Since the time object is optional, the following properties are listed as required or optional, assuming that time is used:

  • timeType—The time type is required if there is time included in the dataset. Options include the following:
    • instant—For a single moment in time
    • interval—For a time interval represented by a start and stop time
  • timeReference—A required field if the dataset is time-enabled, denoting the time zone (timeZone).
    • timeZone—A required field of timeReference that denotes the time zone format of the data. Time zones are based on Joda-Time. To learn about Joda-Time formats, see Joda-Time Available Time Zones. timeZone can be formatted as follows:
      • Using the full name of the time zone: Pacific Standard Time.

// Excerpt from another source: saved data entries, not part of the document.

PR #9, opened 2020-05-19
Modify kapi_conference module to use kapi_definition module

harenson:
Depends on https://github.com/2600hz/kazoo-ecallmgr/pull/5 PR to be merged first and then rebase master and push changes here so it can pass all CI checks.


kazoo_amqp/src/api/kapi_conference.erl
```diff
@@ -654,984 +1440,908 @@ tones(Prop) when is_list(Prop) ->
...
+-spec conference_error_v(kz_term:api_terms()) -> boolean().
+conference_error_v(Req) ->
+    kapi_definition:validate(Req, conference_error_definition()).
+
+-spec publish_conference_error(kz_term:ne_binary(), kz_term:api_terms()) -> 'ok'.
+publish_conference_error(Queue, JObj) ->
+    publish_conference_error(Queue, JObj, ?DEFAULT_CONTENT_TYPE).
+
+-spec publish_conference_error(kz_term:ne_binary(), kz_term:api_terms(), kz_term:ne_binary()) -> 'ok'.
+publish_conference_error(Queue, Req, ContentType) ->
```
lazedo: why the rename ?

lazedo (changes requested):

kazoo_amqp/src/api/kapi_conference.erl
harenson: To match the convention with the other functions, so the event name is `conference_error` so the publish function "should" be named `publish_conference_error` that way you know it is for the `conference_error` event.

lazedo: i don't see that as a good reason for potentially break other people's code. iirc, `conference_error` was named because it couldn't/shouldn't be `error`. it really feels strange having `kapi_conference:publish_conference_error`  because `conference` is already in the `kapi` name

lazedo (approved):

PR #13, opened 2020-05-25
Added the ability to trim a vm length to a defined length before sendingit the audio to the defined asr provider

bradfordben:
Few issues came to light with this addition.
The recording_seconds was actually recording_milliseconds and it was also not being set correctly so i fixed both in here as they are needed.

Requires https://github.com/2600hz/kazoo-crossbar/pull/6

Also submitted to 4.3 at https://github.com/2600hz/kazoo/pull/6546


bradfordben:
Requires https://github.com/2600hz/kazoo-crossbar/pull/6

bradfordben:
Also submitted to 4.3 https://github.com/2600hz/kazoo/pull/6546

bradfordben:
@mk1s Thanks for approving https://github.com/2600hz/kazoo/pull/6546 

Can you approve this pr and https://github.com/2600hz/kazoo-crossbar/pull/6 also for the same feature / code

PR #18, opened 2020-06-01
PISTON-1078: do not automatically update accounts doc when validated

danielfinke:
- the bug allows the doc to be saved even if there are errors
- it also causes there to be 2 saves per crossbar save


lazedo:
imo, this was a bad move https://github.com/2600hz/kazoo-core/commit/f3e6132a6af81a07c9c45d98c0f4a7080ea51e84 . kazoo_documents should be about accessors (getters & setters). considering reverting that and do it the proper way (separation of concerns)

lazedo:
merged this as its fixing a bug introduce with previous accepted pr

we need to consider rolling back as commented above

lazedo:
@danielfinke thank you for the fix

danielfinke:
@lazedo you're welcome
do you have some thoughts as to where to move the validation logic so that it can be shared by any applications that want to make sure they are following the validation rules? I think that was the intent of moving the logic away from crossbar alone.

PR #20, opened 2020-06-03
do not normalize username

lazedo:
this [commit](https://github.com/2600hz/kazoo/commit/d1c3ebea48d38f02ec9bd66887ea728ae30fae9c#diff-cfc207e85505b2fdceef5ce9617dcc1f) broke some external crossbar module by [not honoring the
that username normalization would depending of context](https://github.com/2600hz/kazoo/blob/9770c5e32e5e8628edac1bc6bb5d373abbbc58fb/applications/crossbar/src/modules/cb_users.erl#L507)

there's no real need for normalization, and we should stop doing it in other places


k-anderson:
@lazedo thats not correct, we do need to normalize the username and account name during login... please revert this...

From Rick: FWIW, I've been logging into my own reseller account with "Rick@getclarity.biz" for YEARS. But, this morning I had to log in as "rick@getclarity.biz". Was there some case normalization we used to do that we stopped doing recently?

lazedo:
@k-anderson well, should we revert the one that caused the issue in the first place ? on  `Rick`, what's the actual username ?

PR #23, opened 2020-06-12
add dev.yml partial indexes

jamesaimonetti:


jamesaimonetti:
Leans on https://github.com/2600hz/kazoo5/pull/12

PR #30, opened 2020-07-01
Modify kapi_im module to use kapi_definition module

harenson:


lazedo:
@harenson same comments as in https://github.com/2600hz/kazoo/pull/6363

harenson:
@lazedo I just replied to your comments on the other PR. Let me know if that helps.

icehess:
@lazedo did Harry's comments on the original PR answered your questions?

About macros, I kind of prefer to not use macros if it is not necessary. I prefer to use macros when we are using same value in multiple places or we want to avoid ambiguity or some other special cases. But other than that it just make code reading harder, especially in this case, you have to constantly jumping to macro definition and to places it was used or even you have to open the header file.

Without macros everything is in the same place nice and clean. And if somehow change something there is no unused macros hanging around anymore. Again we can use them to avoid repeating stuff like some of stuff in `kapi_notifications`.

lazedo:
@icehess didn't have time to test. this `kapi` is `critical` and a change without proper testing is not advised at all.
besides that, this `kapi_definitions` really needs some work around, we can talk offline on this.

jamesaimonetti:
@harenson can you check on what's needed here, what tests @lazedo wants to have in place, etc?

harenson:
@lazedo do you need anything from me in order to get this PR merged?

lazedo:
@harenson sorry, as mentioned before, i didn't test this and not going to merge until it i tested it. not a priority atm.

manushiperera:
Hello @harenson,
This PR has conflicts with the latest master branch.
Is this still relevant?

jamesaimonetti:
If needed, we'll figure out how to reopen on the other side. Closing for now

PR #32, opened 2020-07-02
PISTON-1002: remove unnecessary kapps_call_command:collect_digits/8

danielfinke:
kazoo-callflow PR: https://github.com/2600hz/kazoo-callflow/pull/5

- I previously introduced it in 2600hz/kazoo#6249
- usage check using xref:q has been done

I think we should also go over the behaviour of each of the clauses of collect_digits, because they're mostly the same, but it's only the /5 version that properly has a long after_timeout until the noop is returned. It seems like the other clauses would proceed without waiting for a longer media file - the after_timeout should be the 1 day default until the media file noop comes back


danielfinke:
Error is related to the usage that is being removed in 2600hz/kazoo-callflow#5

PR #34, opened 2020-07-06
Rm kazoo

jamesaimonetti:


kazoo_apps/src/kapps_util.erl
```diff
@@ -718,3 +725,36 @@ epmd_enabled() ->
...
+    {'memory', Memory} = erlang:process_info(self(), 'memory'),
+    Memory.
+
+%%------------------------------------------------------------------------------
+%% @doc Fetch and cache the kazoo version from the VERSION file in kazoo's root folder/
+%% @end
+%%------------------------------------------------------------------------------
+-spec kazoo_version() -> kz_term:ne_binary().
+kazoo_version() ->
+    {_, _, Version} = kz_application:get_app('kazoo'),
```
lazedo: it seems you're removing the `kazoo` app, so this won't work

kazoo_apps/src/kapps_util.erl
```diff
@@ -66,6 +66,13 @@
         ,epmd_disabled/0
         ]).
 
+-export([bin_usage/0
+        ,mem_usage/0
+        ,kazoo_version/0
+        ,node_name/0, node_hostname/0
```
lazedo: there's some apps that don't use kazoo_apps and its not even included in the release. can we move this elsewhere ?

lazedo (commented):
only concern is with `kazoo_version` , `node_name` and `node_hostname` in `kapps_util`.
kazoo_apps starts a lot of things that some deployments don't and therefore are not even integrated in the release. with this change, the `auto dependency`  checks will add `kazoo_apps` to those deployments.

`kazoo_maintenance` also has some great `funs` that should be moved elsewhere so they are available in simple deployments (without `kazoo_apps`)

since you created `kz_application` and moved the `calling_app` routines there, maybe move the `hotload_app` there too ? and the `hotload` to `kz_module` ?
or maybe just copy `kazoo_maintenance` as `kz_maintenance` inside `kazoo_stdlib` ? and change the `kazoo_maintenance` to call the kz_maintenance if we want to keep the name ?

PR #36, opened 2020-07-07
Standardize views and implement an abstraction for fetching views

icehess:
# View changes overview

Here is a summary of changes to the views in Kazoo 5. As part of cleaning up, we removed old and used views, and normalized the common tasks of views (like list by DocId in `crossbar_listing` views) in a single uniform views. Also to indexing performance reason system core views are getting move to a single design document as far as possible.

There would be a mechanism for applications to add their own design/views.

Also to Kazoo 5 is providing an abstraction over the way we retrieve the views data. The views accessors has been added as a standard way to access the data. The idea is that this accessors are providing the high level concept of entities and the database drivers are implementing the way to retrieving the data from the database.

```
[kzd modules] --> [kzv modules] --> [kazoo data and storage system] --> [database/storage driver]
```

## Cursor

The new `kz_view` module is an interface to using the view accessors. It returns a cursor when you use `kz_view:find_batch` which then you can use it to do various things with functions from `kz_view_cursor` to fetch data in unlimited, limited or requested batch size, do foreach and mapfold and get the whole view count (or iterate the result and return the count) on the cursor. Other stuff like `reduce` or `aggregation` can be implemented easily in the future.

`kz_view_cursor` will enforce the page limit (if any) and adjust how much tows to fetch. the driver `kz_couch_view` then tries to satisfy that batch limit. This is the same as the old `crossbar_view` in a more clean and formal implementation.

`kz_view` or `kz_view_cursor` can also work with other views, just set `{no_design_module, false}` as option. You have to build and set `startkey`, `endkey` and `databases` options yourself.

Crossbar PR: https://github.com/2600hz/kazoo-crossbar/pull/32

## View Changes

Most of he views are move the `crossbar_listings` design document. This is all in account db right now, but if it is successful we would considering doing the same for all other databases.

Also there were some unused views which has been remove.

## Test

There is test in kazoo-properly (https://github.com/2600hz/kazoo-properly/pull/12) to compare the result of the old view and new view.

## Required PRs

* [merged] fix dialyzer warnings for `kazoo_couch_view`: https://github.com/2600hz/kazoo5/pull/19
* [merged] really fix dialyzer warning for `kz_couch_view`: https://github.com/2600hz/kazoo5/pull/22
* Required to make `startkey_docid` option work: https://github.com/2600hz/kazoo5/pull/25


kazoo_couch/src/designs/kzc_account_crossbar_listings.erl
```diff
@@ -0,0 +1,237 @@
...
+           }
+     ,<<"device_presence_ids">> =>
+          #{'query_fields' => <<"presence_id">>
+           ,'doc_types' => [<<"device">>]
+           }
+     ,<<"endpoints_lookup">> =>
+          #{'query_fields' => [<<"caller_id_number">>, <<"caller_id_type">>]
+           ,'doc_types' => []
+           }
+     ,<<"faxbox_email_premissions">> =>
```
jamesaimonetti: s/premission/permission

kazoo_documents/src/designs/kzv_faxbox_email_premissions.erl
```diff
@@ -0,0 +1,121 @@
...
+%%% @doc
+%%% @author Hesaam Farhang
+%%%
+%%% This Source Code Form is subject to the terms of the Mozilla Public
+%%% License, v. 2.0. If a copy of the MPL was not distributed with this
+%%% file, You can obtain one at https://mozilla.org/MPL/2.0/.
+%%%
+%%% @end
+%%%-----------------------------------------------------------------------------
+-module(kzv_faxbox_email_premissions).
```
jamesaimonetti: s/pre/per

kazoo_couch/src/designs/kzc_account_crossbar_listings.erl
```diff
@@ -0,0 +1,237 @@
...
+%%% * contact_list/names --> crossbar_listings/contact_list_names
+%%% * devices/crossbar_listing --> crossbar_listings/by_type_id
+%%% * devices/listing_by_macaddress --> crossbar_listings/device_mac_addresses
+%%% * devices/listing_by_owner --> crossbar_listings/by_type_ownerid
+%%% * devices/listing_by_presence_id --> crossbar_listings/device_presence_ids
+%%% * devices/sip_credentials --> crossbar_listings/by_sip_credentials
+%%% * directories/crossbar_listing --> crossbar_listings/by_type_id
+%%% * directories/users_listing --> crossbar_listings/owners_by_docid_type
+%%% * faxbox/crossbar_listing --> crossbar_listings/by_type_id
+%%% * faxbox/email_permissions --> crossbar_listings/faxbox_email_premissions
```
jamesaimonetti: s/pre/per

jamesaimonetti (changes requested):
Some `premission` typos should be corrected to `permission`

PR #37, opened 2020-07-15
HELP-15749: start kazoo_number_manager before kazoo_events

jamesaimonetti:
When blackhole runs stand-alone, it relies on kazoo_events for the
kz_hooks when subscriptions for channel events are made. When the
event is a CHANNEL_CREATE from offnet, and no account ID is
associated, kz_hooks_util uses knm_number to lookup the account
associated with the destination.

kazoo_events.app did not list kazoo_number_manager as a dependency;
thus knm was not started and number lookups failed since the knm cache
wasn't started.

Updating kazoo_events.app to its proper dependencies resolves the
issue.


jamesaimonetti:
Helpful test in https://github.com/2600hz/kazoo-properly/pull/8

jamesaimonetti:
Change in https://github.com/2600hz/kazoo-webhooks/pull/4 to not lookup account id either.

lazedo:
@jamesaimonetti i integrated your changes in recent commits to core. i think we can close this. kazoo_events was split, kz_hooks moved to kazoo_hooks

PR #41, opened 2020-07-22
HELP-15121: Fix moh-sound conference setting to work with media-id

harenson:
4.3: https://github.com/2600hz/kazoo/pull/6611


kazoo_media/src/kz_media_util.erl
```diff
@@ -518,6 +522,13 @@ get_prompt(PromptId, Lang, _AccountId, 'false') ->
             kz_binary:join([<<"prompt:/">>, ?KZ_MEDIA_DB, PromptId, Lang], <<"/">>)
     end.
 
+-spec maybe_prompt_path(kz_term:ne_binary(), kz_term:api_ne_binary(), kz_term:api_ne_binary(), {'ok', kz_json:object()} | {'error', 'not_found'}) ->
+          kz_term:api_ne_binary().
+maybe_prompt_path(PromptId, Lang, AccountId, {'error', 'not_found'}) ->
```
lazedo: what about other errors ?

lazedo (changes requested):
needs to handle other errors

kazoo_media/src/kz_media_util.erl
harenson: I also updated `lookup_prompt/1` spec's return value to avoid this happening in the future, thanks :+1:

PR #362, opened 2018-07-23
Ignore missing .haddock files when generating documentation

### LINKED ISSUE #335: haskell_doc fails if sub-package does not provide haddock file

Profpatsch:
Fixes #335.

For now only a test reproducing the issue:

```
$ bazel test //tests/haddock
INFO: Analysed target //tests/haddock:haddock (0 packages loaded).
INFO: Found 1 target and 0 test targets...
ERROR: /home/philip/code/bazel/rules_haskell/tests/haddock/BUILD:46:1: HaskellHaddock //tests/haddock:haddock-lib-b failed (Exit 1)
haddock: internal error: /nix/store/9ab4cswajxzxgy8s6khkr99sdp96xm9k-libc-0.1.0.0/share/doc/x86_64-linux-ghc-8.2.2/libc-0.1.0.0/html/libc.haddock: openBinaryFile: does not exist (No such file or directory)
Target //tests/haddock:haddock failed to build
```

### DIFF
--- a/tests/ghc.nix
+++ b/tests/ghc.nix
@@ -2,7 +2,15 @@
 
 with pkgs;
 
-haskell.packages.ghc822.ghcWithPackages (p: with p; [
+let haskellPackages = pkgs.haskell.packages.ghc822.override {
+      overrides = with pkgs.haskell.lib; self: super: rec {
+        libc = import ./haddock/libC.nix self pkgs;
+      };
+    };
+
+in haskellPackages.ghcWithPackages (p: with p; [
+
+  # haskell_proto_library inputs
   bytestring
   containers
   data-default-class
@@ -10,4 +18,8 @@ haskell.packages.ghc822.ghcWithPackages (p: with p; [
   lens-labels
   proto-lens
   text
-  ])
+
+  # test inputs
+  libc
+
+])
--- a/CHANGELOG.md
+++ b/CHANGELOG.md
@@ -4,6 +4,11 @@ All notable changes to this project will be documented in this file.
 
 The format is based on [Keep a Changelog](https://keepachangelog.com/).
 
+## [0.7] - ???
+
+* Don’t crash on inputs missing `.haddock` interface files. See
+  [#362](https://github.com/tweag/rules_haskell/pull/362)
+
 ## [0.6] - 2018-07-21
 
 ### Added
--- a/haskell/private/haddock_wrapper.sh
+++ b/haskell/private/haddock_wrapper.sh
@@ -11,9 +11,29 @@ extra_args=()
 
 for pkg in $(< $PREBUILT_DEPS_FILE)
 do
+    # Assumption: the `haddock-interfaces` field always only contains
+    # exactly one file name. This seems to hold in practice, though the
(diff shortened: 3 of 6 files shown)


tests/ghc.nix
```diff
@@ -6,6 +6,7 @@ let haskellPackages = pkgs.haskell.packages.ghc822.override {
       overrides = with pkgs.haskell.lib; self: super: rec {
         lens-labels = super.lens-labels_0_2_0_1;
         proto-lens = super.proto-lens_0_3_1_0;
+        libc = import ./haddock/libC.nix self pkgs;
```
Profpatsch: This needs to be solved differently; my suggestion is creating a different `ghcWithPackages` for the tests.

Profpatsch:
yay

screenshot

Profpatsch:
This is ready for review, but it still needs a solution for how to handle the `ghc.nix` issue I commented on above.

mboes:
@guibou do you have a good solution to @Profpatsch's question above?

Profpatsch:
I’d use a superset of packages for the tests, where we can add more stuff when we need it.

guibou:
Well done. I'm OK with your "hack" in the `ghc.nix`, that's part of the testing environment.

However I'll had more documentation inside `ghc.nix` and I'll do something simpler. You can have a look at the original PR I did for this issue (with a test similar to yours), where I only put the `mtl` packages available with `dontHaddock` flag. 

https://github.com/tweag/rules_haskell/pull/336/commits/df74df518670c630233f5b77cc865a04958fc2e7#diff-8c75769c4d497fd08fde7536e40fa727

Profpatsch:
> I'm OK with your "hack" in the ghc.nix, that's part of the testing environment.

Yes, after studying the source code a bit more it is now clear to me that the `ghc.nix` file is only used locally, for the protobuf library and the tests.

> and I'll do something simpler. You can have a look at the original PR I did for this issue (with a test similar to yours), where I only put the mtl packages available with dontHaddock flag.

We can switch to an existing `haskellPackages` library for the example, but it won’t be as self-contained and reusable for other tests. Also it might give a compilation overhead (`libC.nix` is basically the most minimal cabal package input one can give to `haskellPackages.callPackage`).

Profpatsch:
Added two small comments to `ghc.nix`.

guibou:
LGTM. You convinced me with the "small" example (which is, in fact, bigger than a oneliner pulling a package from hackage ;)

Profpatsch:
@mboes If you have no further corrections, we can merge.

Profpatsch:
Added a changelog entry, being a good citizen. :)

      • Using the time zone offset expressed in hours: -0100 or -01:00.
      • You may use time zone abbreviations for UTC or GMT only; otherwise, use the full name or the hours offset.
  • fields—A required field to denote the field names and formats of the time. Required properties of fields are as follows:
    • name—A required field that denotes the name of the field used to represent time. There may be multiple instances of this object.
    • formats—A required field that denotes the format of the field used to represent the time. There may be multiple formats for a single field (as shown above). There may be multiple instances of this object. To learn how fields may be formatted, see Time formats.
    • role—A required field when timeType is interval. It can represent either the startTime or endTime of a time interval.
  • dropSourceFields—An optional property for datasets with fields representing the time. This denotes whether the fields used to specify the time will be used as fields in analysis. If set to true, the fields used for time will not be visible as analysis fields (like summary statistics) and dropped when running tools. The default is false.